Technology should deliver on key priorities through an ability to store, manage and retrieve massive volumes of player and game information; provide instant response time and rapid, iterative development; deliver high availability; and supply a distributed database system that runs on low-cost commodity servers.
For example, India-based Dream11 was having operational issues in 2020. It solved this problem using a real-time data platform, which enabled them to handle more than 100 million sport fan users, grow 30% and achieve one million transactions per second in under 15 milliseconds of latency.
Telcos hold a key advantage here as they own the end-user relationship, including direct visibility of device usage patterns. The key opportunity here is to maintain oversight of their in-game engagements, extract insights, analyze data in the back-end and then make upsell or cross-sell offers while the users are still on their mobile devices. From the database perspective, the requirements are to provide subscriber profile information in real-time both to front-end applications and the back-end analytics engine.
Product recommendation in mobile commerce
The pandemic caused an explosion of online shopping for goods and services with some $105 billion added to e-commerce in the U.S. in 2020. Consumers were also paying attention to what other people were buying. One study found that product recommendations can boost product sales by 11%. It’s not news that within the larger e-commerce bucket, a critical subset is mobile commerce (m-commerce).
Real-time data platforms can process data at the edge and combine it with the SoR to power recommendation engines. The best ones can also efficiently power AI/ML inference models at petabyte scale to support e-commerce and retail Systems of Engagement applications for real-time decisions with a fraction of the servers that other technologies require.
While many companies have scrambled to amp up their online e-commerce products and services to meet consumer demand during the last couple of years, Wayfair, a leading online furniture retailer, was already on the leading edge of e-commerce. Years ago, Wayfair was looking to make their environment highly scalable, substantially increase the flexibility of their data architecture and significantly reduce server footprint. Wayfair now leverages the platform for customer scoring and segmentation, tracking online events, onsite ads and recommendation engines. It has cut its server footprint for ad tech to one-eighth of its previous size and uses both the cloud and on-premises storage to scale up or down as needed in order to control costs.
Like the online gaming use case, telcos are also in a unique position to track app usage by their subscribers.
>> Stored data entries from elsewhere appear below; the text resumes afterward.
PR #1491, opened 2023-01-23
add missing-submodule warning to CMakeLists.txt

slayoo:


alaingdl:
1/ pb with gdlde ?!
2/ tested here and it was OK (issue the expected message)
3/ could we add that in the build script (a check or a command ?)

GillesDuvert:
>  3/ could we add that in the build script (a check or a command ?)

build_gdl.sh calls cmake so I guess this is OK ?

Issue #1487, opened 2023-01-22
not quite there for 1.0.2


GillesDuvert:
Seems the first plot, that was OK before #1483 on Mageia 8 + KDE, is not OK anymore.
Apparently GNOME and KDE are not mutually compatible with wxWidgets!

GillesDuvert:
TO BE MORE PRECISE:
- GDL was working on xorg ( KDE and GNOME)
- We found a problem of window sizes (wxWidgets windows, not X11 windows) on systems with Wayland.
- Curing (in our own dumb way since it is a wxWidgets bug) for Wayland makes the problem appear WITHOUT Wayland.

GillesDuvert:
According to https://github.com/wxWidgets/wxWidgets/issues/23041 wxWidgets developed a "quite horrible' mechanism for this same reason with X11 (xorg) that's why it worked with X11 from the start.

PR #1492, opened 2023-01-23
solves #1487 : window sizes are OK in all cases I tested.

GillesDuvert:
This on should give the green light to 1.0.2


alaingdl:
I tested with success locally (u2204) and remotely (Debian 10)

Remotely, the way the Wxwidget window is generated is significantly slower than the X11 one, and seems to be processed in two steps (one grey then one black)

PR #1497, opened 2023-01-26
set CMake C standard flag (for whereami)

slayoo:


alaingdl:
tested with success on CentOS 7 + cmake3
(but the script "build_gdl.sh" is not working because it need to call `cmake3`, not `cmake`)

slayoo:
@alaingdl shall we then merge this one?

alaingdl:
heu, sorry, in fact I tried to merge it ... 

it is ok for me : it compiled for the old system, and the recent systems too

PR #1510, opened 2023-02-10
aimed at allowing gdl build on OSX even on arm64 and OSX 13.2

GillesDuvert:
this simply compiles git::plplot locally instead of using (broken) Homebrew.


GillesDuvert:
the Windows build crahes on a recent debian bug  https://sourceware.org/bugzilla/show_bug.cgi?id=30079

Apparently our builds use debian unstable... a bit risky, no? they say: "unstable".

Issue #354, opened 2020-12-26
GRPC support for GetByIndex


jlandrews:
For my use case (in Haskell via [Kepler](https://github.com/f-o-a-m/kepler)), it would be useful to be able to get the nearest populated key/value for a given search key. This is possible in IAVL with Get returning the index of the next populated key, and then using GetByIndex, but the GRPC layer doesn't have this functionality. The Get method returns an error when the requested key is not found, and there is no GetByIndex method.

I think this could be relatively easily addressed by changing the behavior of the GRPC Get method to better match that of ImmutableTree.Get, and by adding a GRPC GetByIndex method which just directly maps to ImmutableTree.GetByIndex.

erikgrinaker:
This sounds reasonable to me, feel like submitting a PR?

jlandrews:
:+1: #355

jlandrews:
Closed with merge of #355

PR #355, opened 2021-01-04
grpc/proto changes for GetByIndex

jlandrews:
#354 

Is there any documentation on how to do the setup for the gogoproto generation stuff? I see the `proto-gen` make action, but when I tried to set things up manually to do that I ended up with a different version of `protoc-gen-grpc-gateway` which caused a bunch of extra changes on the generated go files.


marbar3778:
There doesn't seem to be. Ill open a PR to fix that now.

server/server.go
```diff
@@ -79,13 +79,30 @@ func (s *IAVLServer) Get(_ context.Context, req *pb.GetRequest) (*pb.GetResponse
 
 	idx, value := s.tree.Get(req.Key)
 	if value == nil {
-		s := status.New(codes.NotFound, "the key requested does not exist")
-		return nil, s.Err()
+		e := status.New(codes.NotFound, "the key requested does not exist")
+		return &pb.GetResponse{Index: idx, Value: nil}, e.Err()
```
erikgrinaker, line 83: I don't believe Protobuf differentiates between `[]byte{}` and `nil`, so there's no way for a client to determine whether the key was missing or empty. There's [experimental support](https://github.com/protocolbuffers/protobuf/blob/v3.12.0/docs/field_presence.md) for field presence starting with Protobuf 3.12, but we may not want to rely on that just yet.

Maybe we just add a boolean `missing` field or something for non-existing keys?

erikgrinaker (commented):
Thanks! This is a breaking change, so it'll have to wait for 0.16.

server/server.go
jlandrews: I was letting the error serve as that indicator. Was I wrong to assume that the error code/message would be transmitted across gRPC along with the protobuf response? 

If so I can add in a missing field, and set the error to nil in both cases.

erikgrinaker: Oh, hm. I don't really know how gRPC handles error codes and response messages, or how the Go implementation does it. Worth trying it out (i.e. writing a test for it).

jlandrews: Okay, after some investigation, it is sending the error codes/message over the wire. But using that on the other side is a lot messier than using a value in the protobuf response. So I agree that it makes more sense to add a `Missing` field.

erikgrinaker (approved):
LGTM, thanks for the contribution! Would you mind adding an entry to `CHANGELOG.md` as well, in particular describing the breaking change to `Get()`?

CHANGELOG.md
```diff
@@ -1,5 +1,14 @@
 # Changelog
 
+
+## Unreleased
+
+### Breaking Changes
+- [\#355](https://github.com/cosmos/iavl/pull/355) `Get` in `iavlServer` no longer returns an error if the requested key does not exist. `GetResponse` now contains a `missing` boolean to indicate that a key does not exist, and the returned index will be that of the next occupied key.
```
robert-zaremba, line 7: Why do we need that breaking change?

erikgrinaker: I don't believe there is a supported way of returning structured error information in gRPC, so in order to return the index of the nearest key when accessing a missing key we have to change from an error response to a regular response. See original issue #354.

server/server.go
```diff
@@ -70,20 +70,37 @@ func (s *IAVLServer) Has(_ context.Context, req *pb.HasRequest) (*pb.HasResponse
...
 
 	idx, value := s.tree.Get(req.Key)
 	if value == nil {
-		s := status.New(codes.NotFound, "the key requested does not exist")
-		return nil, s.Err()
+		return &pb.GetResponse{Index: idx, Value: nil, Missing: true}, nil
 	}
 
-	return &pb.GetResponse{Index: idx, Value: value}, nil
+	return &pb.GetResponse{Index: idx, Value: value, Missing: false}, nil
```
robert-zaremba, line 86: you could merge the lines above to one line;
```
return &pb.GetResponse{Index: idx, Value: value, Missing: value==nil}, nil
```

proto/iavl/iavl_api.proto
```diff
@@ -283,6 +296,12 @@ message HasResponse {
 message GetResponse {
   int64 index = 1;
   bytes value = 2;
+  bool missing = 3;
```
robert-zaremba, line 299: how about changing to more standard `not_found` (like in HTTP) or `exists` (like in SQL)?

robert-zaremba (commented):
Let's consider renaming `missing`.

proto/iavl/iavl_api.proto
erikgrinaker: Sure, `not_found` sounds good. I think it makes sense for the zero value to default to the typical case where the key exists.

robert-zaremba (approved):
ukACK

PR #356, opened 2021-01-05
proto: use buf gen with docker

marbar3778:
- update docs and make file to use buf.gen.yaml with a docker file. This avoids the need to download protoc and various compilers


erikgrinaker (approved):
Great stuff, thanks!

PR #363, opened 2021-02-02
document MutableTree#Set return value

melekes:
While using the API, I assumed the returned value indicates whenever `Set` operation was successful or not. I was pointed out later that `Set` returns `true` if the value was updated, `false` if it is new.


alexanderbez (approved):
🎉

robert-zaremba (approved):
looks good, thanks.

Telcos can bring in insights from cross-app analytics and offer that to individual apps (e-commerce/m-commerce apps in this case) to shorten the sales cycle and enlarge the shopping cart. In some developing markets, it’s not uncommon to see telcos offering virtual malls and acting as an integrated platform of e-commerce/m-commerce apps — a “super app of apps.”
It is in the best interest of companies to use a real-time data platform that is vertical-agnostic to leverage the huge potential in cross-referencing use cases among different industries. We look forward to seeing how telcos take market-leading, non-telecom use cases and adopt them to serve new audiences at the height of the right-now economy.